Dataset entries

▬▬▬

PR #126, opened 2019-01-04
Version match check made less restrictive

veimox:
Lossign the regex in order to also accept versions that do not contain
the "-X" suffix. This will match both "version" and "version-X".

▬▬▬

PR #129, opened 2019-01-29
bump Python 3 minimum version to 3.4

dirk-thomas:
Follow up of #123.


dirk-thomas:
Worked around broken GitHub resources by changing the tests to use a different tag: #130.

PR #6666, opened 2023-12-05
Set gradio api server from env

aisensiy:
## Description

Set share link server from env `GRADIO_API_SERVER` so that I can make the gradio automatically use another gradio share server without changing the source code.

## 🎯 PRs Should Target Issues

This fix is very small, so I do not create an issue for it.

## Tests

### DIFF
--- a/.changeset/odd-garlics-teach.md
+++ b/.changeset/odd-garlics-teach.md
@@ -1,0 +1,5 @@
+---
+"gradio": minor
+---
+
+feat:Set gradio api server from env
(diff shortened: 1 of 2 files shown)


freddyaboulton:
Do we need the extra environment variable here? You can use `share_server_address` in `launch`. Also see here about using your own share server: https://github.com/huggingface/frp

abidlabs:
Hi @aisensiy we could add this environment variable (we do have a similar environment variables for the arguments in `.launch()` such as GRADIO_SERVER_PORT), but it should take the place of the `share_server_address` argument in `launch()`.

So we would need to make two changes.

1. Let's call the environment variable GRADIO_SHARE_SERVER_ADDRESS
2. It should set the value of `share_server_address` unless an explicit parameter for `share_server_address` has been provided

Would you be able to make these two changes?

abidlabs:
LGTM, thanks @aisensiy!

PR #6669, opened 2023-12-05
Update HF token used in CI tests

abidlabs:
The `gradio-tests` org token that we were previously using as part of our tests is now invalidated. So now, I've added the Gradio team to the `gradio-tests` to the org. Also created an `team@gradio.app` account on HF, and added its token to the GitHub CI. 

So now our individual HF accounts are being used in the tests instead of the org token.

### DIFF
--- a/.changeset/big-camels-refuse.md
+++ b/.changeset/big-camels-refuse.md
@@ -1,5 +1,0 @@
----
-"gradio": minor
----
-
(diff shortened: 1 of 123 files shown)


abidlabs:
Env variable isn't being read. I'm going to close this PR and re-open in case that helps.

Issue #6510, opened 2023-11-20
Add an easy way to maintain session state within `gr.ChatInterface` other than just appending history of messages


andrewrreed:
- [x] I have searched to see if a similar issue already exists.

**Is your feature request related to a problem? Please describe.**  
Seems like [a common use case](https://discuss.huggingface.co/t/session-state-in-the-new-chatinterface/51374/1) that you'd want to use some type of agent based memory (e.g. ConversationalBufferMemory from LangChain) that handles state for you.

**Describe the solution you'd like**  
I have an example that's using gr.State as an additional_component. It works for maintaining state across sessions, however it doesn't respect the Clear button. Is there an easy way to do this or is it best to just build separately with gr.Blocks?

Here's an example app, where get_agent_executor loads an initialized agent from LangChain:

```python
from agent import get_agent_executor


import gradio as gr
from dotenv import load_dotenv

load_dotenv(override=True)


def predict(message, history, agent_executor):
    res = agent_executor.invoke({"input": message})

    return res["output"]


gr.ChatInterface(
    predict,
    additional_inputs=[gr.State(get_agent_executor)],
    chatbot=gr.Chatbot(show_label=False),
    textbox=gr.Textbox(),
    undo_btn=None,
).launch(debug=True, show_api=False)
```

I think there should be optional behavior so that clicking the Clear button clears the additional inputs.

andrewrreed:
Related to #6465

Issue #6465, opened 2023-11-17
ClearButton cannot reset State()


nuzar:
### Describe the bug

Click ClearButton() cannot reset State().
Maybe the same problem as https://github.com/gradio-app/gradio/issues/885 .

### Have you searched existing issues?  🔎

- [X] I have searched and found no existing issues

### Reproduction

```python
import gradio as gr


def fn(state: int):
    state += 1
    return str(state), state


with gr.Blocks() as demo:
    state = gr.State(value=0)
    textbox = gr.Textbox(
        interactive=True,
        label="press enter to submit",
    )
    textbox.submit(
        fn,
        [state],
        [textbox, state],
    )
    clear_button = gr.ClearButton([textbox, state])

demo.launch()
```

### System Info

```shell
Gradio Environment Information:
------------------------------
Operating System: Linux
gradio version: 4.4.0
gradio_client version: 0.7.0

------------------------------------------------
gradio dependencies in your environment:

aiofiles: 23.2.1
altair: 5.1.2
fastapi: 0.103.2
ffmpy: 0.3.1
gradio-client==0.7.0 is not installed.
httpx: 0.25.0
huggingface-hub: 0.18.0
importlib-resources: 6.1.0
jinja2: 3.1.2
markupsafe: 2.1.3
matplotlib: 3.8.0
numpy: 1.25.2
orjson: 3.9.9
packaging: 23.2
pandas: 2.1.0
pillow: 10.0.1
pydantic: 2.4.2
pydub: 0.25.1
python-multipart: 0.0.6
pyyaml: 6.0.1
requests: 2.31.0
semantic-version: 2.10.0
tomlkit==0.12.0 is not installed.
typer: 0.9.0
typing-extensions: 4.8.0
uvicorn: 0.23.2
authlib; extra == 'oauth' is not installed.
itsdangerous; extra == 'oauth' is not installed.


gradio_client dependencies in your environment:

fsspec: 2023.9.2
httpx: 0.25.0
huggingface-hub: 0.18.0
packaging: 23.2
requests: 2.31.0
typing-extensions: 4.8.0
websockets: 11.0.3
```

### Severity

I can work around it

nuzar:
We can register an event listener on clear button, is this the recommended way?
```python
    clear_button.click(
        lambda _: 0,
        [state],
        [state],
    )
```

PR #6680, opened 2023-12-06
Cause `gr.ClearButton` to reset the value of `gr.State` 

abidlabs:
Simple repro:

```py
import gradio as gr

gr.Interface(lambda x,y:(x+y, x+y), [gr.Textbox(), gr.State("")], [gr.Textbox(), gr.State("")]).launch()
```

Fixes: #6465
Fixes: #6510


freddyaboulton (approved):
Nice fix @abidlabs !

▬▬▬

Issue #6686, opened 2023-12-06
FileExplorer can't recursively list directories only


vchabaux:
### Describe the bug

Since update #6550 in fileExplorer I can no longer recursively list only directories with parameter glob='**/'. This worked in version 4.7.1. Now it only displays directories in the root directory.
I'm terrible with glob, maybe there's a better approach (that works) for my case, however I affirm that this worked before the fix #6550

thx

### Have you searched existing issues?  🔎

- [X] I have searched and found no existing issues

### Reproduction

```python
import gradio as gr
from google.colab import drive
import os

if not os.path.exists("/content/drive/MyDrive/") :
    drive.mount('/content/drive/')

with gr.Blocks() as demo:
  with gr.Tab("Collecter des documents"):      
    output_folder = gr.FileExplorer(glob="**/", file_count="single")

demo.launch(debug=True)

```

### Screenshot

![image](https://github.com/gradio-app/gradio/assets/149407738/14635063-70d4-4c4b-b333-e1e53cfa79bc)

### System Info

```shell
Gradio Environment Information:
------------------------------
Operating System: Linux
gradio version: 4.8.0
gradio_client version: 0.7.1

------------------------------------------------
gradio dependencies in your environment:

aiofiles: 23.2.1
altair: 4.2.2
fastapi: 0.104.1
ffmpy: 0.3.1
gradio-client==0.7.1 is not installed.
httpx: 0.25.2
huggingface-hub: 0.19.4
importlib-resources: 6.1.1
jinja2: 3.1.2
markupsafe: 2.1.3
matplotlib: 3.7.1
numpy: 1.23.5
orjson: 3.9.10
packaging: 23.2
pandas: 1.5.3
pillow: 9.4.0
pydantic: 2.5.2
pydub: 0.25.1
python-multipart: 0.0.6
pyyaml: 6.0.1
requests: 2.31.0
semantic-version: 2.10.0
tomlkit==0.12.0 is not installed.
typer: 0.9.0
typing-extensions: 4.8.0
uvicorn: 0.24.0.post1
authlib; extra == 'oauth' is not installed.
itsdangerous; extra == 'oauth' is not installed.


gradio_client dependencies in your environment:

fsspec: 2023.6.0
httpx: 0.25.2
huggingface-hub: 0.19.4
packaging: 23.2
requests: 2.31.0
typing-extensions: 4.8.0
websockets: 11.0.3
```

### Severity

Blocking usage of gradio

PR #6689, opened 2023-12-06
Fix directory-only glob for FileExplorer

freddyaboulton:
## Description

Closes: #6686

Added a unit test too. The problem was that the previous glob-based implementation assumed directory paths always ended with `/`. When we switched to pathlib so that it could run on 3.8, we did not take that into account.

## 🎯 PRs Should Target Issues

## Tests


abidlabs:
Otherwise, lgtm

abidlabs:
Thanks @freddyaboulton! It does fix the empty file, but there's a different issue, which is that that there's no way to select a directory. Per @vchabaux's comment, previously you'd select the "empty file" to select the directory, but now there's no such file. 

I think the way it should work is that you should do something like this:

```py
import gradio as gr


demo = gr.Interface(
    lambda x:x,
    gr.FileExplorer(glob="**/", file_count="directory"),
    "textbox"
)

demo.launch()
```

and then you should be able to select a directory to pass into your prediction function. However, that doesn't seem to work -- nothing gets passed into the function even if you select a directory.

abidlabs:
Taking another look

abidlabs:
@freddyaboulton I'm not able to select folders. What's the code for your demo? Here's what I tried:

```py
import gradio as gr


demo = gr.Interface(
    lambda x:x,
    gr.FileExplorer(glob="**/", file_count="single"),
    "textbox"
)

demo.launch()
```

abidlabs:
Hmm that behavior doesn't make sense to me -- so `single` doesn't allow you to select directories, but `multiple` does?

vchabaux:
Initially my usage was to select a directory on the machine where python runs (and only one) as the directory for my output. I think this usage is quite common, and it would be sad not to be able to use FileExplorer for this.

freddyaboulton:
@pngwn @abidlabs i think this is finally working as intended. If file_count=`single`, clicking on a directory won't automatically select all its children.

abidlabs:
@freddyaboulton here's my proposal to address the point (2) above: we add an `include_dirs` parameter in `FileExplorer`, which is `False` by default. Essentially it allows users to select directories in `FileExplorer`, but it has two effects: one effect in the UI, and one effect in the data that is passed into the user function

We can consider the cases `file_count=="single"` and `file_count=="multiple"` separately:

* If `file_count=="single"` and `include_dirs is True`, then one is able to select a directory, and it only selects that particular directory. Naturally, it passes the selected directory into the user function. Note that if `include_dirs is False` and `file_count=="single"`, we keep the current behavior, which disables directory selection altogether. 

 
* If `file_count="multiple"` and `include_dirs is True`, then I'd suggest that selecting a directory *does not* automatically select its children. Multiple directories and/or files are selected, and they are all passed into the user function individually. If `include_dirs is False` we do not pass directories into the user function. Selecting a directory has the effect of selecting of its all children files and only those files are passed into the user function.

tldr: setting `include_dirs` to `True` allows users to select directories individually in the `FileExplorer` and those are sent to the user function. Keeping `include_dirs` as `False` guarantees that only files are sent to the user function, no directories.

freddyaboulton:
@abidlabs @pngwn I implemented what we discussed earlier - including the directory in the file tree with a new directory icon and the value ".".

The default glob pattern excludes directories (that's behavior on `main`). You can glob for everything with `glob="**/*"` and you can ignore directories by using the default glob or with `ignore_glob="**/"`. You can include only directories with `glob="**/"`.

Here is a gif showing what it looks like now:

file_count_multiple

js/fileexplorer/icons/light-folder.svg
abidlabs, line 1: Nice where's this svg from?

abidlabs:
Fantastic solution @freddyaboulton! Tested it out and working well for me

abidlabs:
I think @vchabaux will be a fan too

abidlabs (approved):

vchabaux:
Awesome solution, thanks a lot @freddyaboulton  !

▬▬▬

== Try it ==
Begin with the line above that has "PR #126, opened 2019-01-04" and continue through the line that has "suffix. This will", setting each one down exactly. Stop there.

== Exercise result ==
PR #126, opened 2019-01-04
Version match check made less restrictive

veimox:
Lossign the regex in order to also accept versions that do not contain
the "-X" suffix. This will match both "version" and "version-X".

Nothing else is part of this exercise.